### [PROMPT]
Give only the number of lines in the records that include the string "constructor".

### [GIVEN INFORMATION]
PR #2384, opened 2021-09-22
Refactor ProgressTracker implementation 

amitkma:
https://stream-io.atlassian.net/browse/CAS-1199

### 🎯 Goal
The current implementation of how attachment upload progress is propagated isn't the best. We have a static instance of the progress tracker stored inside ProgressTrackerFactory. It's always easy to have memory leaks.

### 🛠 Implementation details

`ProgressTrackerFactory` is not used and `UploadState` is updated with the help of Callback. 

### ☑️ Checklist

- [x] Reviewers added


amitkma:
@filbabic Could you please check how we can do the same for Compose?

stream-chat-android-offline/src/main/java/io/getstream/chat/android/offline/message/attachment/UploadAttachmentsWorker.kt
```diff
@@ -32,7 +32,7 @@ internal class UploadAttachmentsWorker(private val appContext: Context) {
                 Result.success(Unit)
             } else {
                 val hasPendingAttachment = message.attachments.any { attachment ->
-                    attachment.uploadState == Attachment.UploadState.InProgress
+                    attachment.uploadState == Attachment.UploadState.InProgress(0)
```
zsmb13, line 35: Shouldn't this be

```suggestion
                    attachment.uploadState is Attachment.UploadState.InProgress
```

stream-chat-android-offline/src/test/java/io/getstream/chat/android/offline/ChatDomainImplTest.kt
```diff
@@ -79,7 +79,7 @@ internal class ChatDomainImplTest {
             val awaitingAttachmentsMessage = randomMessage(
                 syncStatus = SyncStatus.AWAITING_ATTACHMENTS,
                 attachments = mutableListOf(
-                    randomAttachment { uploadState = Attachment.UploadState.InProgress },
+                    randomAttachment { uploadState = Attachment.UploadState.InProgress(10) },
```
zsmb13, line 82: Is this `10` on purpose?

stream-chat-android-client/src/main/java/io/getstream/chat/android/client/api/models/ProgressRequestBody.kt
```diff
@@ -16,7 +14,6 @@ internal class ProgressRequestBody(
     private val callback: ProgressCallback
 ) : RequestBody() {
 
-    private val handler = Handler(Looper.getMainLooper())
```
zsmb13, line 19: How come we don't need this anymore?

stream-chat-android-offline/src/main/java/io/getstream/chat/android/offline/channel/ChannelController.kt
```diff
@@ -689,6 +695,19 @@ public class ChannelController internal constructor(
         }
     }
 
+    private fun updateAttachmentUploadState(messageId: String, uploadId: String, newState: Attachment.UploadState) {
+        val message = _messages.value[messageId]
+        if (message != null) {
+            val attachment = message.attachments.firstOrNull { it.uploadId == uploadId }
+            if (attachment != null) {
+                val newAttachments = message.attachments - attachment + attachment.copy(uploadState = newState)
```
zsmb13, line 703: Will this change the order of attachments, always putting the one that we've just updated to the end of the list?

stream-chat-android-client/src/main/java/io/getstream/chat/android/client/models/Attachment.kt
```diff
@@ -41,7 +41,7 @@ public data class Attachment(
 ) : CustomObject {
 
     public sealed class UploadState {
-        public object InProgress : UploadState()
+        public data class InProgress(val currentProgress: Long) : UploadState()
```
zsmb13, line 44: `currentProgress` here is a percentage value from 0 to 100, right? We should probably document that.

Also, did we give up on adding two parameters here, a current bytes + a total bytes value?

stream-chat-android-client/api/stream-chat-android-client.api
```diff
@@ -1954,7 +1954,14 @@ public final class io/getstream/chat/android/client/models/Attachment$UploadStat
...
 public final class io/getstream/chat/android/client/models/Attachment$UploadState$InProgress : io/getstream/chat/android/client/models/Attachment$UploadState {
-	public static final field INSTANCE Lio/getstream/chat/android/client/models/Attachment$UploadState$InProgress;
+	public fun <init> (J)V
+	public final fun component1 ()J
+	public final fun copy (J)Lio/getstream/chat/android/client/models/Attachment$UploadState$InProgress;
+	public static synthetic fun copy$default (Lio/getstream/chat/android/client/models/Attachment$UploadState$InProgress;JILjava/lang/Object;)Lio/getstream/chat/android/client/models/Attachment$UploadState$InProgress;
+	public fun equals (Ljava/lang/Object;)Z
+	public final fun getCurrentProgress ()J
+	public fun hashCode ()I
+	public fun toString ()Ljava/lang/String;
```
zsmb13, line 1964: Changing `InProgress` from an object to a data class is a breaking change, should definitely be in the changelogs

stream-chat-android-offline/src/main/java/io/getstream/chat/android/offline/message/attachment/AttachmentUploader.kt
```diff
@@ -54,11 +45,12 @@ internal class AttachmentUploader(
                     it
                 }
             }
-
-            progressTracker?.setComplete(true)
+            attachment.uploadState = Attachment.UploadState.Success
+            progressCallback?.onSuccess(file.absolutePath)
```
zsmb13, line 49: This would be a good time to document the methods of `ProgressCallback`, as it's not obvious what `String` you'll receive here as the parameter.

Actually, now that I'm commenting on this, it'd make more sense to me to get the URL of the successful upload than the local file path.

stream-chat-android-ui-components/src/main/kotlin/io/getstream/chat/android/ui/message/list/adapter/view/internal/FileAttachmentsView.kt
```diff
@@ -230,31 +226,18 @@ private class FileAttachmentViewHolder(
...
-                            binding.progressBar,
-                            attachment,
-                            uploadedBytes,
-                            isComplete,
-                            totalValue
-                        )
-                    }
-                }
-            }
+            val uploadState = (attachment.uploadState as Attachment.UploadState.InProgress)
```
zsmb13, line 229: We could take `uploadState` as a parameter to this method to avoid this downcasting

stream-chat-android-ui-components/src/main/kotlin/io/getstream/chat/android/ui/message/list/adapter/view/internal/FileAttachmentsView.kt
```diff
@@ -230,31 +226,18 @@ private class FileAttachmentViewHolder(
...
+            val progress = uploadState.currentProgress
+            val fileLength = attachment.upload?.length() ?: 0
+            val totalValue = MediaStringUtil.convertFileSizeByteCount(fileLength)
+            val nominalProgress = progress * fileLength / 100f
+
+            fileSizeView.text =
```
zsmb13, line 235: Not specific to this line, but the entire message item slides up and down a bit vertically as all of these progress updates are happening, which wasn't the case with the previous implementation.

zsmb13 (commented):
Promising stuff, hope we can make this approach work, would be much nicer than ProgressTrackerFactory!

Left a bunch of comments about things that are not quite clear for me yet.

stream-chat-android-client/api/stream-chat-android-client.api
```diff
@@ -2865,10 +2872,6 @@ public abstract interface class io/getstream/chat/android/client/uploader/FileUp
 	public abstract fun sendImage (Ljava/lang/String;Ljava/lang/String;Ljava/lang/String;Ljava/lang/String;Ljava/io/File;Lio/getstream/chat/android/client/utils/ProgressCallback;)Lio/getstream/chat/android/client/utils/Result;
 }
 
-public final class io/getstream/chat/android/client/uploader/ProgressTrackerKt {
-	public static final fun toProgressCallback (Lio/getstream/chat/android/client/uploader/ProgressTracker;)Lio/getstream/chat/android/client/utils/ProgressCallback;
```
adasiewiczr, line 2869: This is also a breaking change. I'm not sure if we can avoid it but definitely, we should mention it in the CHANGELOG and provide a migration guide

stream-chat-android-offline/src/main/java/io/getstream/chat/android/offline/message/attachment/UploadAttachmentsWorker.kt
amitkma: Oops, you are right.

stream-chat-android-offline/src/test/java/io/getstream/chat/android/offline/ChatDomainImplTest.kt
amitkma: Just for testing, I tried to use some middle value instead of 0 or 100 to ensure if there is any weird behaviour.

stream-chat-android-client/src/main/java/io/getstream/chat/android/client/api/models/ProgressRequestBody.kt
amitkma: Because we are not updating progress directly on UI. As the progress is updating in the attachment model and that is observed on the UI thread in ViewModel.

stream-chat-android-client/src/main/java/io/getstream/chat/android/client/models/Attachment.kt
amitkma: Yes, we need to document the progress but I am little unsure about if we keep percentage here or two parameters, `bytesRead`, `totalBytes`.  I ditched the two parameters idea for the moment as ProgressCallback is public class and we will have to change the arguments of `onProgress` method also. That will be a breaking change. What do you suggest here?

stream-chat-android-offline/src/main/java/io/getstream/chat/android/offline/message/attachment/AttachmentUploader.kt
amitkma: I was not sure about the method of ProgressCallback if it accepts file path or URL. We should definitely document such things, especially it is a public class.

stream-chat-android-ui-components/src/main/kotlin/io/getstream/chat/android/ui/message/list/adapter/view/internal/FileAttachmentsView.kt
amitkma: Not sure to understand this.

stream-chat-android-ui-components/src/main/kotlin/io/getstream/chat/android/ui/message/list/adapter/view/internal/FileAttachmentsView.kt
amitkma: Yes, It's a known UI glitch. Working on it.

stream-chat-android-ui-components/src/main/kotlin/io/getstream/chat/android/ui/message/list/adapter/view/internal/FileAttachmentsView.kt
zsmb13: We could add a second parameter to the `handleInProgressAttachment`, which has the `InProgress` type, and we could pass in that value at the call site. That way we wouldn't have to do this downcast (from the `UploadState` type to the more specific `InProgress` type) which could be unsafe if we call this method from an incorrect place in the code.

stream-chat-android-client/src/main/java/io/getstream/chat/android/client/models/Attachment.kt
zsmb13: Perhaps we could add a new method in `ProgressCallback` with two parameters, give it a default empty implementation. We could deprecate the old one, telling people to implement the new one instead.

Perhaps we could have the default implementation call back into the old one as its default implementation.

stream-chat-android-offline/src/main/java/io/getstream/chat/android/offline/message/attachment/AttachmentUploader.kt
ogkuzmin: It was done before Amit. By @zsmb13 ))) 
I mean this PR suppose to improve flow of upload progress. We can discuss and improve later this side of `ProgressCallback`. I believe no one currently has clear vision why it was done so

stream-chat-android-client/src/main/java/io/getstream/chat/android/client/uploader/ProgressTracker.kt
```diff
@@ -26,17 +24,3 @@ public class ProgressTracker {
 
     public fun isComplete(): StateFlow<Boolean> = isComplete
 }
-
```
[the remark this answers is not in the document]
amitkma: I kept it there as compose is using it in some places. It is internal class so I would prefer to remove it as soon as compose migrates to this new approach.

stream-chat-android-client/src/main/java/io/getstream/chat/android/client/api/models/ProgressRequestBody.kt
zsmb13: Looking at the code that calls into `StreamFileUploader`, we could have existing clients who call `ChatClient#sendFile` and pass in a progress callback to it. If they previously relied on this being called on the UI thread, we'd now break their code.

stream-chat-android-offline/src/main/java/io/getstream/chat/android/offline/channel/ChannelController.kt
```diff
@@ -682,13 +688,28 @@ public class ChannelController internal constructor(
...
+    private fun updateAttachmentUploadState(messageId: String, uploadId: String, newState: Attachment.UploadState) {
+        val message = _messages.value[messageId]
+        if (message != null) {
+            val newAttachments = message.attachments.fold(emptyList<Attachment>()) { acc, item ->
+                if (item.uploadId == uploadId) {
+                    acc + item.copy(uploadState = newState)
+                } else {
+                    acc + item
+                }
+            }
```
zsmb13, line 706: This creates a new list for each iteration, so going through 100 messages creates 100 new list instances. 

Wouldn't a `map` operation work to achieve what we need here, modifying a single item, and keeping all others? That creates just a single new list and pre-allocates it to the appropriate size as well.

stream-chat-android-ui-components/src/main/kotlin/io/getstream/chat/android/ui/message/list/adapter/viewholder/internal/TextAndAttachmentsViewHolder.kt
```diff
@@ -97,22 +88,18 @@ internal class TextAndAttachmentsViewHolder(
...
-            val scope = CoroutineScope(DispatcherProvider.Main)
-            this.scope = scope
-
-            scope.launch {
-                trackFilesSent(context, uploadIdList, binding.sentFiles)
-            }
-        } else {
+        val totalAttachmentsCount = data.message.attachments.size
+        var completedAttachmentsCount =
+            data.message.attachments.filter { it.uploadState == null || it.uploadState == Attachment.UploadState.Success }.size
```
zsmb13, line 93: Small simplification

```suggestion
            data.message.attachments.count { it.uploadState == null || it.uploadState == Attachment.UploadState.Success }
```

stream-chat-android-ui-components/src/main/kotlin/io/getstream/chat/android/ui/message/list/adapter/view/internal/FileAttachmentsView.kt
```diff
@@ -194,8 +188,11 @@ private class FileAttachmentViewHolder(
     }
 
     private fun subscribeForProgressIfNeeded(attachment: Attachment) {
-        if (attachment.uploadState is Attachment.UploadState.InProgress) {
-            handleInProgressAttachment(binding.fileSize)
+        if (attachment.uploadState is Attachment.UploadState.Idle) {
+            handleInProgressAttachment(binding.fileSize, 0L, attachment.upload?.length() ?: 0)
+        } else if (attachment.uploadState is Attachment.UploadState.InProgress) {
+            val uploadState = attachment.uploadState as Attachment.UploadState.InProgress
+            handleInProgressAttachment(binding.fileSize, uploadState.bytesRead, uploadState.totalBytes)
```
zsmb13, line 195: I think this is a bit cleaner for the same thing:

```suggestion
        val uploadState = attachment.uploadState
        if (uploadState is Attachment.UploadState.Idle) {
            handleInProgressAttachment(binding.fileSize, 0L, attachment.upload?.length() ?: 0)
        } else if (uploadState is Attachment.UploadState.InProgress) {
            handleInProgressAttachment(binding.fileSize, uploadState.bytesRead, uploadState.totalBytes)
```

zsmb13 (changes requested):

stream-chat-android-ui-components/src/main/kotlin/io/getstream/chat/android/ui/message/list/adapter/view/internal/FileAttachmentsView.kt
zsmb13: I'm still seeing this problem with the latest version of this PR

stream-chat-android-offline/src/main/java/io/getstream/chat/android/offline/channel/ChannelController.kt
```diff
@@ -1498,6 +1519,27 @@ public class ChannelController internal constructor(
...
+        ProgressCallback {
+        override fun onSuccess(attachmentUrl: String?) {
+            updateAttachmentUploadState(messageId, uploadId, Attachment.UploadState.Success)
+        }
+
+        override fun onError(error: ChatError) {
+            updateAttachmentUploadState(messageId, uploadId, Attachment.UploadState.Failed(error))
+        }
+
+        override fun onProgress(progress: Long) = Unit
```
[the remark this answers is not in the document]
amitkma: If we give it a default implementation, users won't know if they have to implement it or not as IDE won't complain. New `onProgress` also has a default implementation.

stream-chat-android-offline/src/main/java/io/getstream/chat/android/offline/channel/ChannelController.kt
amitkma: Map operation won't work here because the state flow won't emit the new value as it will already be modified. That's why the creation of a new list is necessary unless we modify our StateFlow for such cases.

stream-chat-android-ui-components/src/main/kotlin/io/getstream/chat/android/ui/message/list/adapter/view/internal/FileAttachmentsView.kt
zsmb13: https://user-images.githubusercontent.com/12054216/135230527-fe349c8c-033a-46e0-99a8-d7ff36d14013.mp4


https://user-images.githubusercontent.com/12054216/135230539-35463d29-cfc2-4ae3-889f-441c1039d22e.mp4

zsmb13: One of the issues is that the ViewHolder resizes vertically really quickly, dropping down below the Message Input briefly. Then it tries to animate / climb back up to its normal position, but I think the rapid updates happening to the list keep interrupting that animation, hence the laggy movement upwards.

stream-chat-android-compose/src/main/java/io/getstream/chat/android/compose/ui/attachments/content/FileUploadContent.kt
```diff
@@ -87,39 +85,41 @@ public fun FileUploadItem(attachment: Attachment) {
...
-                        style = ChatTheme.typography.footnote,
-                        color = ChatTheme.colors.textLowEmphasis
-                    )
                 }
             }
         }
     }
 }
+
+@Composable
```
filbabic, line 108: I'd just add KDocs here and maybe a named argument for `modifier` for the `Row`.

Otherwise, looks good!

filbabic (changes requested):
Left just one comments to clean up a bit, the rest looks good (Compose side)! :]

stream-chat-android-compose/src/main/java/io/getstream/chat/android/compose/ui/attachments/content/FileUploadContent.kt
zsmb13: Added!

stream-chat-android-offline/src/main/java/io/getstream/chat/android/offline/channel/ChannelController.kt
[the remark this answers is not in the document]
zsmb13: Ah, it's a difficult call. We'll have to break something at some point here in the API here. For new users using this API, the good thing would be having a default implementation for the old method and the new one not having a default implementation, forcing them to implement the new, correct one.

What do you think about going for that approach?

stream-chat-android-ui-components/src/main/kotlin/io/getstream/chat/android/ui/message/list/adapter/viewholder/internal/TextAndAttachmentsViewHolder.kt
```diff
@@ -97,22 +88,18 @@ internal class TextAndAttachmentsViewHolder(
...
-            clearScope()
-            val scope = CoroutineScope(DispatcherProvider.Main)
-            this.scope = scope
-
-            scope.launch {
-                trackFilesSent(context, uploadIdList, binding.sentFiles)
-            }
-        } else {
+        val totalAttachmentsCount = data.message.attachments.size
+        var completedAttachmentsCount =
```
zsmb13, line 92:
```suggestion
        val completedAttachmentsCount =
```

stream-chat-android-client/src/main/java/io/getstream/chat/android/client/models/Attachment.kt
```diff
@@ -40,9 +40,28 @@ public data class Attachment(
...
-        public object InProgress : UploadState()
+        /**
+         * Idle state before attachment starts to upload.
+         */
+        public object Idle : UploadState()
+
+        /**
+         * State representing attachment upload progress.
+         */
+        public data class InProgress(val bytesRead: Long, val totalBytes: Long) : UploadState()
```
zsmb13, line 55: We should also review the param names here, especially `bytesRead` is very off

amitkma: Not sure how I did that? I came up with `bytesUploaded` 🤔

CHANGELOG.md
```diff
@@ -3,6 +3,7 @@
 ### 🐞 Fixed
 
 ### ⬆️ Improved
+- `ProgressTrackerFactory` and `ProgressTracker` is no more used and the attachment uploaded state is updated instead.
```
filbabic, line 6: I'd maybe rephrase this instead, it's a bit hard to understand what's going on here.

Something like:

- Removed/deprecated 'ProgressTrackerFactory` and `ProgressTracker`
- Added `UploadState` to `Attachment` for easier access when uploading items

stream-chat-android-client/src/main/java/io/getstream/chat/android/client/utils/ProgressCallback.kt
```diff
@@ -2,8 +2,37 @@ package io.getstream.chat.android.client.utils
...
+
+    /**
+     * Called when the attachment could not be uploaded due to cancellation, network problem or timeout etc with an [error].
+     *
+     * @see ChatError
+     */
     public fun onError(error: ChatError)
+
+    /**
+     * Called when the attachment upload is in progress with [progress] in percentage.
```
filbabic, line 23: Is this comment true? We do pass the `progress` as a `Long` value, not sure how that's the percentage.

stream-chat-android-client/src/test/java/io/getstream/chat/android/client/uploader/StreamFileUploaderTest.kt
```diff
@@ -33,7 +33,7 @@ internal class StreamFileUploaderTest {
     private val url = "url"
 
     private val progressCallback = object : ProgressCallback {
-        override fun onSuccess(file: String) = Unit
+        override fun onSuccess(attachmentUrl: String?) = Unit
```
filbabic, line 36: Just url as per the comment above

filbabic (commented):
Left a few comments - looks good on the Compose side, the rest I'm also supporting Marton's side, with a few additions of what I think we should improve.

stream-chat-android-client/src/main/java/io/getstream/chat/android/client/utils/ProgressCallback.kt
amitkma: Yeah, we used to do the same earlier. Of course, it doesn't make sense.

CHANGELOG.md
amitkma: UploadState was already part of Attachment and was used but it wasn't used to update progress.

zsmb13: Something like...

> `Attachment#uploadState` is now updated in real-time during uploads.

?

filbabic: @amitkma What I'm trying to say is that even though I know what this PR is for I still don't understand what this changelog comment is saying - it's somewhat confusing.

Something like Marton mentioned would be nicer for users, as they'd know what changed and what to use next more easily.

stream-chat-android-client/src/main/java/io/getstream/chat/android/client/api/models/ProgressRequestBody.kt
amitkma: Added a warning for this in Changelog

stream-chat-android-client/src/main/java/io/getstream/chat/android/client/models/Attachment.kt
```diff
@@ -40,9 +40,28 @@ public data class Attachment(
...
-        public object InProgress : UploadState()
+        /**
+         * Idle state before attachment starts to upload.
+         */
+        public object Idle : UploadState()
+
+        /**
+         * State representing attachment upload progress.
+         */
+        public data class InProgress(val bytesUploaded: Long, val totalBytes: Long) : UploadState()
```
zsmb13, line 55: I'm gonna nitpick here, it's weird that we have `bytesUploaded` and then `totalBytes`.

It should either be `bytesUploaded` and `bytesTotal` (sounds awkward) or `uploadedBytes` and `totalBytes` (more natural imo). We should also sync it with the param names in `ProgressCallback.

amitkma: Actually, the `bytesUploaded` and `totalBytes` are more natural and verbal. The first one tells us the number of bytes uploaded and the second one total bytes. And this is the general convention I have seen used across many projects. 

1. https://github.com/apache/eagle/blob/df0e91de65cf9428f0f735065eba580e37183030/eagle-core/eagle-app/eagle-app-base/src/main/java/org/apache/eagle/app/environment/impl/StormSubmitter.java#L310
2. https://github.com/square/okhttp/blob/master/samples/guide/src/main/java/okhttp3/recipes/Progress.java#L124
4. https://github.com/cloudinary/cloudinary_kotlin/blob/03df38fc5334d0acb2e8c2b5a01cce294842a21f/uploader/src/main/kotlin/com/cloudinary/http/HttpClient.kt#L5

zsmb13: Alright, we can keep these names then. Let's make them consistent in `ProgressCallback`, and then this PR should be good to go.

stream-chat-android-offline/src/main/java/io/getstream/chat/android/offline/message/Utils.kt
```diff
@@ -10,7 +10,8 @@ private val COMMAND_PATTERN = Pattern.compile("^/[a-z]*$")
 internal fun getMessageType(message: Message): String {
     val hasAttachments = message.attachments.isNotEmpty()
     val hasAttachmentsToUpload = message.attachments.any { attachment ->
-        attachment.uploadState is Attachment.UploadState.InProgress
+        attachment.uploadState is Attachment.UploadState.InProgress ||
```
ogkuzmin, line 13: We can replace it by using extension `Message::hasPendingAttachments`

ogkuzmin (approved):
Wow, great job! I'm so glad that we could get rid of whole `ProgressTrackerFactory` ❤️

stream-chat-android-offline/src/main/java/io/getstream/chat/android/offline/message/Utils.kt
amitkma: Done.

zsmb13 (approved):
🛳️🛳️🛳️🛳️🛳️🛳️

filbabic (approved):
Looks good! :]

--

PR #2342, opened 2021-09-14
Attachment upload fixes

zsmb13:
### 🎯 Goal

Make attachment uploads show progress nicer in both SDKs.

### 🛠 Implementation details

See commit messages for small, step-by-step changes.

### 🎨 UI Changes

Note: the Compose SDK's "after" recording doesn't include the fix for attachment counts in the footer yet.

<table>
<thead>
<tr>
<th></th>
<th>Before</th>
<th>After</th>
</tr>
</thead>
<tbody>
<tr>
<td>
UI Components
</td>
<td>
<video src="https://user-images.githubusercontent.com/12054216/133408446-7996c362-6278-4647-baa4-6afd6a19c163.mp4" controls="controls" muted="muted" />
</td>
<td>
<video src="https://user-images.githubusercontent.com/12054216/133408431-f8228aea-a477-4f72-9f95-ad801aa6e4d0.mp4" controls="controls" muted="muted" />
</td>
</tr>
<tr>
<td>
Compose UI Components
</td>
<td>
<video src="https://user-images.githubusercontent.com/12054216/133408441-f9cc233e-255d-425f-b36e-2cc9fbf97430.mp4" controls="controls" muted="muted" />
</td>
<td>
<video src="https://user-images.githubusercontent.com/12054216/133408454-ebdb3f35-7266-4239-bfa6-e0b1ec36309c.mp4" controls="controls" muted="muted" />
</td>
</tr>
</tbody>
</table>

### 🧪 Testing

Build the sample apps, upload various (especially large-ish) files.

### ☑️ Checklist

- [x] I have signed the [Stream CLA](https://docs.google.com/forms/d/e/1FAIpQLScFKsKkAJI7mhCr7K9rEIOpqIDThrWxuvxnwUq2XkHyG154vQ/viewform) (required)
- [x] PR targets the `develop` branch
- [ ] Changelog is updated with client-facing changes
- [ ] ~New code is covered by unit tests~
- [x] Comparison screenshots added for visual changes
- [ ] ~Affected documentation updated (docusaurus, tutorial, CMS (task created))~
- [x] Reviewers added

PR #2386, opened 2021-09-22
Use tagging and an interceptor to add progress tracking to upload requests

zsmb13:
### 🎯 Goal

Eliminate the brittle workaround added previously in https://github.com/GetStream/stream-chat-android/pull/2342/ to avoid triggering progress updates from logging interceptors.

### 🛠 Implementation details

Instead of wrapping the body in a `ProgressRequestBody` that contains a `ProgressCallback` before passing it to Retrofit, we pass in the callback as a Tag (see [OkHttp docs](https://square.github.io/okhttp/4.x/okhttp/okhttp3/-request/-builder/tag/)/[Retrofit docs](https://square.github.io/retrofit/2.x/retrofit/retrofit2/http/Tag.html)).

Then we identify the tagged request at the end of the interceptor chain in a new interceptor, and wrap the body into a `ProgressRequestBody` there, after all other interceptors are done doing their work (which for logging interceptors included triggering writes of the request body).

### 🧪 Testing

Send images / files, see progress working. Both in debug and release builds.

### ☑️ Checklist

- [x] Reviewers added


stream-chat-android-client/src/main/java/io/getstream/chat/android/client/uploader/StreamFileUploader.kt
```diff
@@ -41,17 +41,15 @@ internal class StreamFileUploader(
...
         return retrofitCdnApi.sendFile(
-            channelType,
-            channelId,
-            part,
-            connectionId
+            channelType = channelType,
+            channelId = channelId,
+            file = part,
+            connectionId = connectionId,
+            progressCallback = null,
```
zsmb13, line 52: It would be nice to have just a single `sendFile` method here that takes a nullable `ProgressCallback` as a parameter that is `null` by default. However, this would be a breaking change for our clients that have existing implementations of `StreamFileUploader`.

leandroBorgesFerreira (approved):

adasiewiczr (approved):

### [EXERCISE RESPONSE]
3